# Your idea of a romantic Valentine dessert



## cape chef (Jul 31, 2000)

A roaring fire...some good chocolate,some gooey marshmellows,a few grahm crackers...A bottle of Champagne and the one you love
cc


----------



## bakerbebe (Sep 13, 2000)

I want to host a Valentine dinner for friends.

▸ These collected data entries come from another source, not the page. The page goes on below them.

PR #1715, opened 2020-04-29
Simplify the containerd check logic

ibuildthecloud:
We don't need to make raw grpc calls.  Just using the containerd client
is sufficient now.

### DIFF
--- a/pkg/agent/containerd/containerd.go
+++ b/pkg/agent/containerd/containerd.go
@@ -19,10 +19,7 @@ import (
 	util2 "github.com/rancher/k3s/pkg/agent/util"
 	"github.com/rancher/k3s/pkg/daemons/config"
 	"github.com/sirupsen/logrus"
-	"google.golang.org/grpc"
 	yaml "gopkg.in/yaml.v2"
-	runtimeapi "k8s.io/cri-api/pkg/apis/runtime/v1alpha2"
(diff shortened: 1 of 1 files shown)


pkg/agent/containerd/containerd.go
```diff
@@ -74,28 +71,15 @@ func Run(ctx context.Context, cfg *config.Node) error {
...
-		c := runtimeapi.NewRuntimeServiceClient(conn)
-
-		_, err = c.Version(ctx, &runtimeapi.VersionRequest{
-			Version: "0.1.0",
-		})
+		client, err := containerd.New(cfg.Containerd.Address)
 		if err == nil {
-			conn.Close()
-			break
+			_, err = client.Version(ctx)
```
dweomer, line 76: @ibuildthecloud do we want to assert that containerd is running or that the CRI has been fully initialized? With your change, code relying on this check to assert that CRI is ready would fail when talking to it if CRI failed to recover at start-up. See https://github.com/containerd/cri/blob/release/1.3/pkg/server/service.go#L193

dweomer: This could also setup the client in a race with CRI taking a while to recover (which can be non-trivial for large installations.)

ibuildthecloud:
@dweomer Thanks! It make sense now. I couldn't remember why I made this so complicated, but the reason is that we are checking for CRI and not containerd.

Need more ideas for gorgeous desserts . . . of course, there has to be lots of chocolate involved!


----------



## m brown (May 29, 1999)

chocolate chamboard terrine with fresh or frozen raspberries soaked in chamboard. a dollip of slightly sweetened vanilla bean speck'd whipped heavy cream. sauce plate with milk chocolate fudge sauce or ganach. serve with champagne. mmmmmmmmmmmmmmmmmmmmmmmmmmmm!


----------



## shroomgirl (Aug 11, 2000)

I posted a recipe for Chocolate puff pastry
That made into a tart with chantilly cream and chambord with raspberries and chocolate curls for garnish.


----------



## momoreg (Mar 4, 2000)

Fondue.


----------



## shroomgirl (Aug 11, 2000)

Read initial thread guys....dinner with multi guests...if it were for two, I'd have said the fudge body dip and champagne with one glass.
One of my favorite things to do is a chocolate buffet....just totally chocolate.
One of the groups I'm in had a potluck last week and I took
sharffen berger 99%brownies
El Rey 70% meragines
Callebaut crisp thins
Nestle dbl choc dreams


----------



## bakerbebe (Sep 13, 2000)

Shroomgirl ~~

Love the idea of the chocolate buffet. Sounds perfect for my get-together. Just add some flowers and candlelight and it would make a gorgeous table . . .


----------